***** Record set

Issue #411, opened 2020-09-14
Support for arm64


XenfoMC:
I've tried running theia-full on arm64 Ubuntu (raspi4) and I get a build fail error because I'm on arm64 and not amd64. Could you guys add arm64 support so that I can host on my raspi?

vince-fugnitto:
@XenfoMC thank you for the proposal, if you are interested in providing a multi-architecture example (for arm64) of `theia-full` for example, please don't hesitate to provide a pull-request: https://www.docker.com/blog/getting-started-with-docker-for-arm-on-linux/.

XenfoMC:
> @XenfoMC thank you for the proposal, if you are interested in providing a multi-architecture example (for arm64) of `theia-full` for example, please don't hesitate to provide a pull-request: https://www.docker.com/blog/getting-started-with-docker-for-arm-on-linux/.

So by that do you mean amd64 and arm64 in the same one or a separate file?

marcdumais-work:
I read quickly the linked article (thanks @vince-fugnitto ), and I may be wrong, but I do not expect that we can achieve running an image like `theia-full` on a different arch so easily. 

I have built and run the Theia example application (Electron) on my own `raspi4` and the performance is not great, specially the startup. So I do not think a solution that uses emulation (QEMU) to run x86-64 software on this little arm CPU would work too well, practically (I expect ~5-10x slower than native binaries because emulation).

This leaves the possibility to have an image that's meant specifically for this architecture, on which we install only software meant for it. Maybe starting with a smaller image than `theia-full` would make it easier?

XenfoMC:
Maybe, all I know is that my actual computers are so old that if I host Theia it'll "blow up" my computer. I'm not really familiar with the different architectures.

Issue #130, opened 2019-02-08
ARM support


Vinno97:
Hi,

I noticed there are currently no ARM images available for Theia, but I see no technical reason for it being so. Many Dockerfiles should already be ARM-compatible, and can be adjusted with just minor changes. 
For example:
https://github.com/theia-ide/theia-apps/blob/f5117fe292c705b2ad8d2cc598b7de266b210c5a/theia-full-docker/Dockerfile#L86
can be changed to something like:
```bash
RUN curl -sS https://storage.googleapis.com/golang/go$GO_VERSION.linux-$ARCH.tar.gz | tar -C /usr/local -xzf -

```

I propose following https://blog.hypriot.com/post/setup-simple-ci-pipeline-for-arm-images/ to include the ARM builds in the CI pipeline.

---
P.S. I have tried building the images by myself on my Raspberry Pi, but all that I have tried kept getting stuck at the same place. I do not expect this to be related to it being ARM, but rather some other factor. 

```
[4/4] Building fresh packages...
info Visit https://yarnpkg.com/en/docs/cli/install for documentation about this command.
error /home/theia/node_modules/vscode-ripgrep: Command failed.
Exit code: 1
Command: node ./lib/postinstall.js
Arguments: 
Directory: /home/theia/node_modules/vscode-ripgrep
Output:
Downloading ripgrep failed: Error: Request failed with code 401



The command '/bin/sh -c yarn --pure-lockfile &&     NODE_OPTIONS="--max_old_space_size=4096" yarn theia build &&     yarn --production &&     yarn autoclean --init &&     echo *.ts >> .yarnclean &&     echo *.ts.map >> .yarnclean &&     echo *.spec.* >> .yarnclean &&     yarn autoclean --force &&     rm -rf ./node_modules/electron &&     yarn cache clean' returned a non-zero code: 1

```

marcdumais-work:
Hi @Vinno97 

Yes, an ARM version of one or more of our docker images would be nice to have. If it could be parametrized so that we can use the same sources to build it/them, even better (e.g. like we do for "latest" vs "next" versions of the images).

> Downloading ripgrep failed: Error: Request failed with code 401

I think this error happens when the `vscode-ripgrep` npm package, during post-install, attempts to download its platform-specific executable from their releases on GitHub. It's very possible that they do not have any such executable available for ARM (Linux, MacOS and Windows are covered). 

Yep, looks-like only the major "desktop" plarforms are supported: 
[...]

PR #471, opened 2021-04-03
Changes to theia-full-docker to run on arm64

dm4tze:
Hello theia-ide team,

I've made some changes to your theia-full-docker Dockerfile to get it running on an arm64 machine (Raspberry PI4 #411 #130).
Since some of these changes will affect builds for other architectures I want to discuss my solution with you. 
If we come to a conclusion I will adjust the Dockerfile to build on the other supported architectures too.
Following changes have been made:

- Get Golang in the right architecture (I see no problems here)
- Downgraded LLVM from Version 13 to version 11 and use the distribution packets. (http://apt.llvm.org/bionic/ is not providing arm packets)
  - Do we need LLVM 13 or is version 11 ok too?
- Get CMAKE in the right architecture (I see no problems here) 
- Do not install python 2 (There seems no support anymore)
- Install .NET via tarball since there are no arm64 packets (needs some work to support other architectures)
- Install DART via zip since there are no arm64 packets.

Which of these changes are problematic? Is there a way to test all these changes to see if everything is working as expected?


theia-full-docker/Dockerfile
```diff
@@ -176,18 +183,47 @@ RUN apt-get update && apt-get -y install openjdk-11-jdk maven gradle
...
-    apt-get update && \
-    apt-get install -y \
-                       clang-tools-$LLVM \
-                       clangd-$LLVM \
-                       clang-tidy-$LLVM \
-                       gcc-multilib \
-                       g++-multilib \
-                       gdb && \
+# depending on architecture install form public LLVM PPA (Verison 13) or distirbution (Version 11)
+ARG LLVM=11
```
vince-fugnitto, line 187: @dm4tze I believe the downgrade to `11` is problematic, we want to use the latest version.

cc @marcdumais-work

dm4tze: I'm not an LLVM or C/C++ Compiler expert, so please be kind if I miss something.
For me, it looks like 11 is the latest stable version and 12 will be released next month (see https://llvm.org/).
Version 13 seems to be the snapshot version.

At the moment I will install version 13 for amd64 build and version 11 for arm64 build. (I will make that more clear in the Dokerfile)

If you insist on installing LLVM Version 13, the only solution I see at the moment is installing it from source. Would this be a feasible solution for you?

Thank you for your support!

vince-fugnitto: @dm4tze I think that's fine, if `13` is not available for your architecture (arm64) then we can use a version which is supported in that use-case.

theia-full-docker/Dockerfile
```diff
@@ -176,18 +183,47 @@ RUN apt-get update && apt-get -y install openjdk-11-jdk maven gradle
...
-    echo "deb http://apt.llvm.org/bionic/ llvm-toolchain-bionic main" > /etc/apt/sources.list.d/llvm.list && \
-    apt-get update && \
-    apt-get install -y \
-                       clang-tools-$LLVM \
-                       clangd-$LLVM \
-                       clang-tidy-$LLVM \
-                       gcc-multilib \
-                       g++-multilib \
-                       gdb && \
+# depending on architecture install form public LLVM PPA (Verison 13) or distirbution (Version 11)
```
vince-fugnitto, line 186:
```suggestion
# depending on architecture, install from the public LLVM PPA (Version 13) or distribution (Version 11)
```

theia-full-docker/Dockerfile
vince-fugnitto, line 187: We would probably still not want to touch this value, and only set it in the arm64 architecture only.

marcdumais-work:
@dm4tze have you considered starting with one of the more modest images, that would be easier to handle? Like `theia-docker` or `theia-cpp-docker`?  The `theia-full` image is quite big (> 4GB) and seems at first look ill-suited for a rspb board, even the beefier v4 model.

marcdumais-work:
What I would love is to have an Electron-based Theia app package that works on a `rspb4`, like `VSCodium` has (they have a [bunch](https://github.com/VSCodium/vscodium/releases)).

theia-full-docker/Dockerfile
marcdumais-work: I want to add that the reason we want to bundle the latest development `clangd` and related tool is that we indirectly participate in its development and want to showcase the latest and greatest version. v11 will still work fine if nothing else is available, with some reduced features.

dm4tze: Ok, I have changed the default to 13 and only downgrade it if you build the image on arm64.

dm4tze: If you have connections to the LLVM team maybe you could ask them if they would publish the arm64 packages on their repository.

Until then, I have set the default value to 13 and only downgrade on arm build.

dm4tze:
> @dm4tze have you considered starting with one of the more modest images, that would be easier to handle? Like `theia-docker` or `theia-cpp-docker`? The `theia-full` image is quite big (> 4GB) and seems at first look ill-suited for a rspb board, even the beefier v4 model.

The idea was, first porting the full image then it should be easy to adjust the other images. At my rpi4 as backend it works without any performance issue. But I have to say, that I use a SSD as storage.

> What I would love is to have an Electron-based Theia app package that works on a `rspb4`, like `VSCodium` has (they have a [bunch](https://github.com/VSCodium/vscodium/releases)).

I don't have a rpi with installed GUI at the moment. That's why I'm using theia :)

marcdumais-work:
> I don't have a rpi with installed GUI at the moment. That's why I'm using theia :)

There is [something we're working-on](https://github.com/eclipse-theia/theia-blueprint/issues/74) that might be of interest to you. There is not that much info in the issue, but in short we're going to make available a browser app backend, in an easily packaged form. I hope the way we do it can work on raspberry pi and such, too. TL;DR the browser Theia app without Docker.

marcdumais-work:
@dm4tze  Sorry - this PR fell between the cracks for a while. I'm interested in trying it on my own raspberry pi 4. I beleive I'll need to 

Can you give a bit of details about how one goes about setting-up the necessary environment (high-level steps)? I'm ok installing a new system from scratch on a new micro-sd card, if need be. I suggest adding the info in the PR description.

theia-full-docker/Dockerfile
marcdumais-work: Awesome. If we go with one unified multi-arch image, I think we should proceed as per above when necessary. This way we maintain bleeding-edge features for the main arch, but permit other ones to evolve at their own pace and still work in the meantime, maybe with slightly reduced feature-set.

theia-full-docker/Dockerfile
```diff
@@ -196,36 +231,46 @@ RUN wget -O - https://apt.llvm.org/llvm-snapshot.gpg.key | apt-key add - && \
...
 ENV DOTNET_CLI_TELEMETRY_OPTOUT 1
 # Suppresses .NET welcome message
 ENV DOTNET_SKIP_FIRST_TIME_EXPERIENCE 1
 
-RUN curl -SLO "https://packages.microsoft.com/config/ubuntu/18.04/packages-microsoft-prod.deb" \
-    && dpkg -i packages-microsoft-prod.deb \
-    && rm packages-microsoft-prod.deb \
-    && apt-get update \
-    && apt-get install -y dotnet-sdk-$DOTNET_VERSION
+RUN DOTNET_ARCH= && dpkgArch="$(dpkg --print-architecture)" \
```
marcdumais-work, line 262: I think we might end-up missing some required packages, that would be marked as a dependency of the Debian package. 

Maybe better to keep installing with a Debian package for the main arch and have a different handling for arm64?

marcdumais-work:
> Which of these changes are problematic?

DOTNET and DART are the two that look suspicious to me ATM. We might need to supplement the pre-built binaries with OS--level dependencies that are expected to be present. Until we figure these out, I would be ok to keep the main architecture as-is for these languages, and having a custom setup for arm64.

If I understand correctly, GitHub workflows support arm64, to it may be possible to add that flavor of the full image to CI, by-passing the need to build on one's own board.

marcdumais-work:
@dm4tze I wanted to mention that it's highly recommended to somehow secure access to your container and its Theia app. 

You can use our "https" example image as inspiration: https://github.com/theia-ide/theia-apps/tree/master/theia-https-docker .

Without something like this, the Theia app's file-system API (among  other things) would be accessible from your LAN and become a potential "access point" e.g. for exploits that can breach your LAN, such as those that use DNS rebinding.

**********
***** Record set

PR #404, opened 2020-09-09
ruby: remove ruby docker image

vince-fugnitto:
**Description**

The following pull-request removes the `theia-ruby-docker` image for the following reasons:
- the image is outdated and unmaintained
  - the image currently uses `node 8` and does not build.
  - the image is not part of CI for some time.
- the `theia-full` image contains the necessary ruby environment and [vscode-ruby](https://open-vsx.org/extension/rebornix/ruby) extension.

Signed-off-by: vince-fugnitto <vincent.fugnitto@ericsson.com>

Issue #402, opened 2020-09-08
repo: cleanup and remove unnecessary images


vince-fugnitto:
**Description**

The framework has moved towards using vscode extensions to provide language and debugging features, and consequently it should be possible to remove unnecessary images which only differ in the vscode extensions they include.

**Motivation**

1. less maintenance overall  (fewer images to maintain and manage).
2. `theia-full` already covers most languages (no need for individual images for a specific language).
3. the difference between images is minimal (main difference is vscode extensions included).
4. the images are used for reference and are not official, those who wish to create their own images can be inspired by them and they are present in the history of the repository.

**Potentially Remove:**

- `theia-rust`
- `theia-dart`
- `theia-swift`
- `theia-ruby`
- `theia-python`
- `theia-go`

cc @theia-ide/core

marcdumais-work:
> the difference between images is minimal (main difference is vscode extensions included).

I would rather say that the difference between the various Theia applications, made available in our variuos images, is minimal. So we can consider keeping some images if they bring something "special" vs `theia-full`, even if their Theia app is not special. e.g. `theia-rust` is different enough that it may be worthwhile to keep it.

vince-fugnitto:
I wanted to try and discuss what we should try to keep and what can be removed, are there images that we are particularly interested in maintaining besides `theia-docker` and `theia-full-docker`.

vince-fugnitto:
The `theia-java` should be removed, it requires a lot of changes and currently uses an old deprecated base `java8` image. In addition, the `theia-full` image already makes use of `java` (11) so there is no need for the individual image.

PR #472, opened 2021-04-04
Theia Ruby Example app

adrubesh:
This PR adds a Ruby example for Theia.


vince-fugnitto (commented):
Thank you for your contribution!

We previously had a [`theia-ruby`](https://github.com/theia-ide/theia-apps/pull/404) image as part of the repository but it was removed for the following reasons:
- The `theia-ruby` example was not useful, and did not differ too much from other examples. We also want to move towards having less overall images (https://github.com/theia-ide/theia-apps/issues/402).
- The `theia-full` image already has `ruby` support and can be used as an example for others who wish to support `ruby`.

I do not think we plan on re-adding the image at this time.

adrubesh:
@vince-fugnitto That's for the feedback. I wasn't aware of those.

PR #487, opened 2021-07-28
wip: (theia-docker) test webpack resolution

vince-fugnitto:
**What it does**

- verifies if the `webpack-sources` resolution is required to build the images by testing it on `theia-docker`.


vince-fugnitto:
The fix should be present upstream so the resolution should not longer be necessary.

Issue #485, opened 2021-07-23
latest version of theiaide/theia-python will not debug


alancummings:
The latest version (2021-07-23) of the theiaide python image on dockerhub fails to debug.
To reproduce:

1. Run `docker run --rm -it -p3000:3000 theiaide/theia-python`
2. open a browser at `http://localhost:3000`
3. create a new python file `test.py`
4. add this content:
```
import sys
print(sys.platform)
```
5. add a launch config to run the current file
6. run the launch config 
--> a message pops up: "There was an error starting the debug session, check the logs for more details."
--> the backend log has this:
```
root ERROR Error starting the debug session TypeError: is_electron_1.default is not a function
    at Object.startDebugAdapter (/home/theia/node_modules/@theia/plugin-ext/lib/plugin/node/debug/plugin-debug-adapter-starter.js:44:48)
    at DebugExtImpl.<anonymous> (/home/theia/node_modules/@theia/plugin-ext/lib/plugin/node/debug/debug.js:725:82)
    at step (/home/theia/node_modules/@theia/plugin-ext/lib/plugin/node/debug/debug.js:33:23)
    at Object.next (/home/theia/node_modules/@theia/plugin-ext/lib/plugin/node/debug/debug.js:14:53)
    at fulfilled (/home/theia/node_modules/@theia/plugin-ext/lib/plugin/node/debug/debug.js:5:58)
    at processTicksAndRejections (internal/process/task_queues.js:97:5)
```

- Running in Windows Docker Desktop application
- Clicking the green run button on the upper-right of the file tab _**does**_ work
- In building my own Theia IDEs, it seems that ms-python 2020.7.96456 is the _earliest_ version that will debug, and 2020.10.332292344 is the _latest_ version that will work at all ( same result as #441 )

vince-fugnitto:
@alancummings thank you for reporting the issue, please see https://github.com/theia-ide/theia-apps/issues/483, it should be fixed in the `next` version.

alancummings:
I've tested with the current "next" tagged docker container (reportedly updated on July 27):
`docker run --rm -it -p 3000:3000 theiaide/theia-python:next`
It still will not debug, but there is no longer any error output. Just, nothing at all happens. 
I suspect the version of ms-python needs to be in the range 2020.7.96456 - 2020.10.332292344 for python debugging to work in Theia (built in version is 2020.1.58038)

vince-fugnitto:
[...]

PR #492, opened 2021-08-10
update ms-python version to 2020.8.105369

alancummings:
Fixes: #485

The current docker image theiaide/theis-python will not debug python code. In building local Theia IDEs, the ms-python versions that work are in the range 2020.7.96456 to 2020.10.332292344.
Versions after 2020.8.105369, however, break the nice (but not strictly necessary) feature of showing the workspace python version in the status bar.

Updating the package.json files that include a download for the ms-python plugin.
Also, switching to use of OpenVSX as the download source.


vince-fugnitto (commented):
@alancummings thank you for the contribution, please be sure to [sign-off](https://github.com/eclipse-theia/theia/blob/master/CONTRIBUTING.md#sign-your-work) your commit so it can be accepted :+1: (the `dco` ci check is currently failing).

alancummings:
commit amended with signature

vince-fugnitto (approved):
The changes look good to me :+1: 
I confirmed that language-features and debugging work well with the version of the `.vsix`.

**********
***** Record set

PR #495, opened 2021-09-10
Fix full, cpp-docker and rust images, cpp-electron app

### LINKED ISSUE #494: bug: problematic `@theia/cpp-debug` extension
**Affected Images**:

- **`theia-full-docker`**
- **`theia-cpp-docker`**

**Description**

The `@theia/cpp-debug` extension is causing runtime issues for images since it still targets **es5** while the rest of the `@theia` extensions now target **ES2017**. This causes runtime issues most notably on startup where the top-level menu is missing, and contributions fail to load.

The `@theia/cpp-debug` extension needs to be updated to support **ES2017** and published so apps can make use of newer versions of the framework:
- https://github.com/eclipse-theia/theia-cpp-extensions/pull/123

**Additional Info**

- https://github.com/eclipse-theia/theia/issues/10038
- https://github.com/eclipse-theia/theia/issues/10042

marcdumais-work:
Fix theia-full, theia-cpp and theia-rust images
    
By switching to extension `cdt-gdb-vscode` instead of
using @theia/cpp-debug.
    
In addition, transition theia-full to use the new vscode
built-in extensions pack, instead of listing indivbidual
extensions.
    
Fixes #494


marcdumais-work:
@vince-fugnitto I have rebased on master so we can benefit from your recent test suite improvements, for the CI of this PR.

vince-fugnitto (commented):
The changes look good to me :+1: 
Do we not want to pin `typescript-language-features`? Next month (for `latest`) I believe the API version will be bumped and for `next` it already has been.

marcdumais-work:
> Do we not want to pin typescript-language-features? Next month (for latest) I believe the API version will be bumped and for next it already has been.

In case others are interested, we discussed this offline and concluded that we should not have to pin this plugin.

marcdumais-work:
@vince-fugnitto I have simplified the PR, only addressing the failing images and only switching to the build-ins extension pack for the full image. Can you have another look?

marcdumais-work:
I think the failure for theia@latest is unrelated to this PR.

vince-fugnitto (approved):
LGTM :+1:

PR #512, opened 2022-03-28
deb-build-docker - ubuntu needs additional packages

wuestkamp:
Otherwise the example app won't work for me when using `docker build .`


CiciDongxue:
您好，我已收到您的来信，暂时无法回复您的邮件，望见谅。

**********

# [Exercise goal]
Return word for word the lines above from the line with "I do not think we" to the line with "- Clicking the", including both and leaving out all others.

# [Answer area]
I do not think we plan on re-adding the image at this time.

adrubesh:
@vince-fugnitto That's for the feedback. I wasn't aware of those.

PR #487, opened 2021-07-28
wip: (theia-docker) test webpack resolution

vince-fugnitto:
**What it does**

- verifies if the `webpack-sources` resolution is required to build the images by testing it on `theia-docker`.


vince-fugnitto:
The fix should be present upstream so the resolution should not longer be necessary.

Issue #485, opened 2021-07-23
latest version of theiaide/theia-python will not debug


alancummings:
The latest version (2021-07-23) of the theiaide python image on dockerhub fails to debug.
To reproduce:

1. Run `docker run --rm -it -p3000:3000 theiaide/theia-python`
2. open a browser at `http://localhost:3000`
3. create a new python file `test.py`
4. add this content:
```
import sys
print(sys.platform)
```
5. add a launch config to run the current file
6. run the launch config 
--> a message pops up: "There was an error starting the debug session, check the logs for more details."
--> the backend log has this:
```
root ERROR Error starting the debug session TypeError: is_electron_1.default is not a function
    at Object.startDebugAdapter (/home/theia/node_modules/@theia/plugin-ext/lib/plugin/node/debug/plugin-debug-adapter-starter.js:44:48)
    at DebugExtImpl.<anonymous> (/home/theia/node_modules/@theia/plugin-ext/lib/plugin/node/debug/debug.js:725:82)
    at step (/home/theia/node_modules/@theia/plugin-ext/lib/plugin/node/debug/debug.js:33:23)
    at Object.next (/home/theia/node_modules/@theia/plugin-ext/lib/plugin/node/debug/debug.js:14:53)
    at fulfilled (/home/theia/node_modules/@theia/plugin-ext/lib/plugin/node/debug/debug.js:5:58)
    at processTicksAndRejections (internal/process/task_queues.js:97:5)
```

- Running in Windows Docker Desktop application
- Clicking the green run button on the upper-right of the file tab _**does**_ work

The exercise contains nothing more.